• _WHAT THIS TASK INVOLVES_
Scan the records for the word "links". Copy each line that includes it.

Segment Start: MATERIAL SHOWN

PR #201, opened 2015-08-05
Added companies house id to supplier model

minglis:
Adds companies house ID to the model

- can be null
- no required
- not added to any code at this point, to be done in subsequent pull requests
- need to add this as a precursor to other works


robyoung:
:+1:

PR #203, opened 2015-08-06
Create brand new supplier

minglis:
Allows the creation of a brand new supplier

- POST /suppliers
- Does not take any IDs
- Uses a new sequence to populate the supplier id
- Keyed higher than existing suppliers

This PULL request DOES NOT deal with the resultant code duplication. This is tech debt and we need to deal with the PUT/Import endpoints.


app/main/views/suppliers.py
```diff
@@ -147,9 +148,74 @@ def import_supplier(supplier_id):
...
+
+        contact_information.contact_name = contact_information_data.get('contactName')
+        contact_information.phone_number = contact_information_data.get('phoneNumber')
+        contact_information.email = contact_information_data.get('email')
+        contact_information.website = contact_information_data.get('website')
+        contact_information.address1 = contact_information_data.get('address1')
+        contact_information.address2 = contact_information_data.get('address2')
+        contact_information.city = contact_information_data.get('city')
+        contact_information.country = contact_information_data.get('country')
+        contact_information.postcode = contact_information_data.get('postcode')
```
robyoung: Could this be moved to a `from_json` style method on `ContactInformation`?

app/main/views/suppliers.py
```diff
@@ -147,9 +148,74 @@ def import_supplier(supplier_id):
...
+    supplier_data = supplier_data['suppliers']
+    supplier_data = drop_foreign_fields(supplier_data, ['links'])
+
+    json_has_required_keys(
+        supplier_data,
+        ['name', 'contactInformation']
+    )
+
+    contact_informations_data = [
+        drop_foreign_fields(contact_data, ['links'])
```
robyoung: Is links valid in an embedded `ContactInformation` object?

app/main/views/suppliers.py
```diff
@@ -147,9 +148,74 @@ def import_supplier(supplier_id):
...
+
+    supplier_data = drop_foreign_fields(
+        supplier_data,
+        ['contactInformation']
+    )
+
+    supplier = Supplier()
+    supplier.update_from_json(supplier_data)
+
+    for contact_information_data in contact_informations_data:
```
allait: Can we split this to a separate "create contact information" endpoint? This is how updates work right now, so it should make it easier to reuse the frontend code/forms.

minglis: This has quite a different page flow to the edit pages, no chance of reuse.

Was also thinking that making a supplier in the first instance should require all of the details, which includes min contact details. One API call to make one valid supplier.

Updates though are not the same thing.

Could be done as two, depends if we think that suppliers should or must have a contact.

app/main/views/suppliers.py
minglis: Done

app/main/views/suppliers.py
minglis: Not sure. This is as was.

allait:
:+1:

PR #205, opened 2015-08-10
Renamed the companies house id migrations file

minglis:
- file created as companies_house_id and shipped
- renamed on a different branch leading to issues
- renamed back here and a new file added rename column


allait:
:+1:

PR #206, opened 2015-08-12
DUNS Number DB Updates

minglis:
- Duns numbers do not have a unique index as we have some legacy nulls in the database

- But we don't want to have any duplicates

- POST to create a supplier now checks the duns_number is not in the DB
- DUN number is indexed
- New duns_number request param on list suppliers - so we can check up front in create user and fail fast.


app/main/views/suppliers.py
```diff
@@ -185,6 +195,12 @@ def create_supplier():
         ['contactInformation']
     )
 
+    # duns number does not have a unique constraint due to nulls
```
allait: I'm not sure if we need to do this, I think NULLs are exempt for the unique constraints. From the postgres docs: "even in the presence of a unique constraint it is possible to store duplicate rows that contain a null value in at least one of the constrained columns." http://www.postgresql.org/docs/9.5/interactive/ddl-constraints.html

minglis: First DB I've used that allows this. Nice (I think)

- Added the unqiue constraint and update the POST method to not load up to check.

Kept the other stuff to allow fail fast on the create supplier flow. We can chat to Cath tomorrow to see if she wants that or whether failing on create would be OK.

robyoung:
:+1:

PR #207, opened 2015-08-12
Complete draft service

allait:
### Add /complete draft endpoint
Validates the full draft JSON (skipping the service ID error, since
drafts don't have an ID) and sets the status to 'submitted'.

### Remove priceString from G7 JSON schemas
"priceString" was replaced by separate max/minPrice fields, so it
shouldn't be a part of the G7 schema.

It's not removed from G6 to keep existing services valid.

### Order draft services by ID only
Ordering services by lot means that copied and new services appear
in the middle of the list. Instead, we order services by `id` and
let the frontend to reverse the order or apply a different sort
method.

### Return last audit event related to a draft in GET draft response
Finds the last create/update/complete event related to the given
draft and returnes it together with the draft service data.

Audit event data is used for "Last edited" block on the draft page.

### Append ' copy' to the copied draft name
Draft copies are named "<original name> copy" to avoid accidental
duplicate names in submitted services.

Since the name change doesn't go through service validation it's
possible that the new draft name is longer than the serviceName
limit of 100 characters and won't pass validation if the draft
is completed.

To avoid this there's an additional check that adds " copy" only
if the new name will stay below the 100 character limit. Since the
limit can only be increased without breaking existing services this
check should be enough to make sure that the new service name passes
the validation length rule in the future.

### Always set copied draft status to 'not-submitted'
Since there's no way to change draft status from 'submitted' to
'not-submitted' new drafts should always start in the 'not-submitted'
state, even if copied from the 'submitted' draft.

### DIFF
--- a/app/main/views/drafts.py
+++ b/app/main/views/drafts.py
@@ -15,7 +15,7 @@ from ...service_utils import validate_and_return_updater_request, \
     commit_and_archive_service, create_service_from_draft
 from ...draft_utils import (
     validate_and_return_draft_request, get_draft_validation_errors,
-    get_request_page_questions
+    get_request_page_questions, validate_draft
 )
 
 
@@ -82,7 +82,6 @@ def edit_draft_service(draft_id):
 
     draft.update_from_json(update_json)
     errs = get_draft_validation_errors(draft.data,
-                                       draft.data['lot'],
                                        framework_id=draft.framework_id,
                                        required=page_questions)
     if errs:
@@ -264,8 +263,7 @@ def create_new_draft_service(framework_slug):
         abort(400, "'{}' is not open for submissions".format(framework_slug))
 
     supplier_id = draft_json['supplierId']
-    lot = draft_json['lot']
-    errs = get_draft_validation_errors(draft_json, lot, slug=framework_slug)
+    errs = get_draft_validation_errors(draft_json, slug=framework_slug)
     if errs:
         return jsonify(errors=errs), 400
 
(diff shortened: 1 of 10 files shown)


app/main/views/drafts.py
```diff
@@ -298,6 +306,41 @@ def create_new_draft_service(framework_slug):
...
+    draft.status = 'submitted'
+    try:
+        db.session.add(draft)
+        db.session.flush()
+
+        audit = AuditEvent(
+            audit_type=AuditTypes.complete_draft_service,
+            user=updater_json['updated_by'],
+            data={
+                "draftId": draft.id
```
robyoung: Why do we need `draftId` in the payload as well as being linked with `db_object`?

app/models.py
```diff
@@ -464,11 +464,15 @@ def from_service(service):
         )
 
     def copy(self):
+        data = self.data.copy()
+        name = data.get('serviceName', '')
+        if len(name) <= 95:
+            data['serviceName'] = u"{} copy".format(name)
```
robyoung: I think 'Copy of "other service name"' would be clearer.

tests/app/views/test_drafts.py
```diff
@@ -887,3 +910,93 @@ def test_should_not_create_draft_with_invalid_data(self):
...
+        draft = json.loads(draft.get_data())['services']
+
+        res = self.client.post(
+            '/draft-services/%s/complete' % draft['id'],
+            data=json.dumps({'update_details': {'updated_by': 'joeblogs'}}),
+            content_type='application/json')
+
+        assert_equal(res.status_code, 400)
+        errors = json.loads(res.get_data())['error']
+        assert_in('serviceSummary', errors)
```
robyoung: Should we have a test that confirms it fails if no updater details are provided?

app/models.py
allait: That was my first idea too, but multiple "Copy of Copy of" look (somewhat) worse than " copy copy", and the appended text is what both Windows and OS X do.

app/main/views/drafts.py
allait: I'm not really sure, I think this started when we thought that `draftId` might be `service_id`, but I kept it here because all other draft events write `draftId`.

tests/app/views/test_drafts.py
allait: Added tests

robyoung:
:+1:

Segment End: MATERIAL SHOWN

• _PROBLEM SOLUTION_
+    supplier_data = drop_foreign_fields(supplier_data, ['links'])
+        drop_foreign_fields(contact_data, ['links'])
robyoung: Is links valid in an embedded `ContactInformation` object?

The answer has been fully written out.